Probabilmente si smetterà di acquistare in maniera compulsiva cose inutili e si punterà a un migliore uso del tempo personale.

Se trasliamo queste idee nel mercato turistico si delinea un viaggiatore del prossimo futuro attento alla scoperta degli stili di vita sani e culturalmente rilevanti per le comunità di appartenenza in cui si imparano “cose” e si torna a casa più ricchi di prima sapendo di essere stati responsabili nei confronti del mondo in cui viviamo. Detto in etichette: turismo enogastronomico, turismo delle radici, wellness, detox, turismo ispirazionale, turismo di trasformazione, ecc ecc

In soldoni? Il viaggiatore post-covid 19 è perfetto per le micro e piccole destinazioni dove gli stili di vita sono ancora autentici, l’ambiente e il territorio sono tutelati da forme di vita sociale non eccessivamente invasiva e il rapporto con la natura e la sua biodiversità è prevalentemente armonico grazie ad ecosistemi economici non massivi e distruttivi.

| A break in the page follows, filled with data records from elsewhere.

PR #179, opened 2021-05-20
CBAPI-2597: Handle Macro-Operations for Users with No Grant

abowersox-cb:
## Pull request checklist

https://jira.carbonblack.local/browse/CBAPI-2597

## Pull Request Description

I found a serious flaw in a lot of the macro-operations. They don't take into account that users might not _have_ grants.  ( _None_ of the users I can access from dev01 has a grant.)  This adds some defensive code to manage those cases.  For most of these, "user has no grant" becomes a no-op. For some things, like "add profiles," adding them to a user with no grant _creates_ a grant with the profiles to be added.  The grant() operation also offers an optional parameter to create a new grant for a user if they don't have one already.

- [ ] Yes
- [x] No

## How Has This Been Tested?

Unit tests have been expanded to cover the no-grant cases, corresponding to the changes in the code.  Test coverage stands at 100% for users.py.

### DIFF
--- a/src/cbc_sdk/platform/users.py
+++ b/src/cbc_sdk/platform/users.py
@@ -251,12 +251,9 @@ class User(MutableBaseModel):
         """
         return f"psc:org:{self._cb.credentials.org_key}"
 
-    def grant(self, create=False):
+    def grant(self):
         """
         Locates the access grant for this user.
-
-        Args:
-            create (bool): If True and the user does not already have a grant, attempt to create one.
 
         Returns:
             Grant: Access grant for this user, or None if the user has none.
@@ -265,10 +262,6 @@ class User(MutableBaseModel):
         try:
             return query.one()
         except ObjectNotFoundError:
-            if create:
-                template = {'principal': self.urn, 'org_ref': self.org_urn, 'roles': [],
-                            'principal_name': f"{self.first_name} {self.last_name}", 'profiles': []}
-                return Grant.create(self._cb, template)
             return None
 
     @classmethod
--- a/src/cbc_sdk/platform/users.py
+++ b/src/cbc_sdk/platform/users.py
@@ -357,7 +357,7 @@ class User(MutableBaseModel):
             users (list[User]): List of User objects specifying users to be disabled.
         """
         for user in users:
-            user.disable_all_access()
+            user._disable_all_access()
 
     @classmethod
     def bulk_delete(cls, users):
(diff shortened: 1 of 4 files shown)


src/cbc_sdk/platform/users.py
```diff
@@ -251,15 +251,25 @@ def org_urn(self):
...
+            Grant: Access grant for this user, or None if the user has none.
         """
         query = self._cb.select(Grant).add_principal(self.urn, self.org_urn)
-        return query.one()
+        try:
+            return query.one()
+        except ObjectNotFoundError:
+            if create:
+                template = {'principal': self.urn, 'org_ref': self.org_urn, 'roles': [],
+                            'principal_name': f"{self.first_name} {self.last_name}", 'profiles': []}
```
avanbrunt-cb, line 270: Does this work? I recall someone mentioning at least roles or profiles was required

src/cbc_sdk/platform/users.py
```diff
@@ -370,10 +380,11 @@ def bulk_delete(cls, users):
     def disable_all_access(self):
         """Disables all access profiles held by ths user."""
         grant = self.grant()
-        for profile in grant.profiles_:
-            profile.set_disabled(True)
-            grant.touch()
-        grant.save()
+        if grant:
```
avanbrunt-cb, line 383: We should probably raise an error if there is no grant to disable so it doesn't appear to succeed when the legacy form is still being used

avanbrunt-cb: Apply to all other locations you added the grant conditional

src/cbc_sdk/platform/users.py
abowersox-cb: You know what? I can safely get rid of this. The one place I thought I'd need it, I wound up using a different mechanism. So I can just kill it here.

src/cbc_sdk/platform/users.py
abowersox-cb: Except for add_profiles, because there's a reasonable solution there (create a grant that has the profiles in it).

src/cbc_sdk/platform/users.py
```diff
@@ -408,17 +420,22 @@ def _internal_add_profiles(self, profile_templates):
...
+                for profile in grant.profiles_:
+                    if profile.matches_template(template) and profile.conditions['disabled']:
+                        profile.set_disabled(False)
+                        grant.touch()
+                        need_create = False
+                        break
+                if need_create:
+                    grant.create_profile(template)
+            grant.save()
+        else:
```
abowersox-cb, line 435: This is the one place where I don't need to throw an error if there's no grant, because it's reasonable to create a new grant containing the profiles in question.

src/cbc_sdk/platform/users.py
abowersox-cb: Addressed this in most recent commit.  Let me know what you think.

emitreva-cb (approved):

avanbrunt-cb (approved):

E ancora, la maggior parte delle tradizioni e del Patrimonio Immateriale del nostro paese è custodito proprio nelle destinazioni e nei territori a mala pena lambiti dal fenomeno economico del turismo.

Ecco perché anche oggi in pieno tsunami Coronavirus possiamo sostenere che l’offerta turistica delle piccole destinazioni potrebbe essere la prima a ripartire dopo il lockdown per due motivi:

  1. Rispecchia in toto quanto scritto poco fa: uno stile di vita attento al benessere psico-fisico delle persone
  2. Perché in un contesto in cui il 25% degli operatori turistici in-destinazione rischia il fallimento è anche vero che molto probabilmente il turismo nel nostro paese riprenderà piede grazie agli spostamenti interni Italia-Italia. E in questa ottica è facile immaginare che i movimenti avverranno dai grandi centri urbani in direzione della miriade di piccole gemme che riempiono la penisola e le sue isole.

In Europa il trend pre-crisi era già in linea con quanto sostengo al punto 2, infatti secondo dati Trivago 2019, il 60% dei flussi turistici sono di tipo domestico (a livello continentale) mentre la ricerca “Viaggi e vacanze” dell’ISTAT parla del 76% di viaggiatori italiani che rimangono nel bel paese (con una flessione negativa del 12% rispetto all’anno precedente).

È difficile dubitare del fatto che, mai come adesso, gli Italiani saranno ancora più spinti a scoprire il loro stesso paese. Il nostro paese. Sempre a livello europeo, i dati Trivago supportano e confermano l’idea per cui i cittadini del nostro continente sono i più attratti dalle destinazioni meno battute.

In conclusione… beh, forse una conclusione adesso non c’è, troppa incertezza sul futuro ma possiamo immaginare con una certa cognizione di causa che qualche spiraglio in fondo al tunnel comincia ad intravedersi.

Il post-pandemia sarà la stagione delle destinazioni dell’undertourism italiane. Borghi, aree rurali, cittadine di provincia, paesi di montagna, spiagge insolite, località termali: sarà il vostro momento!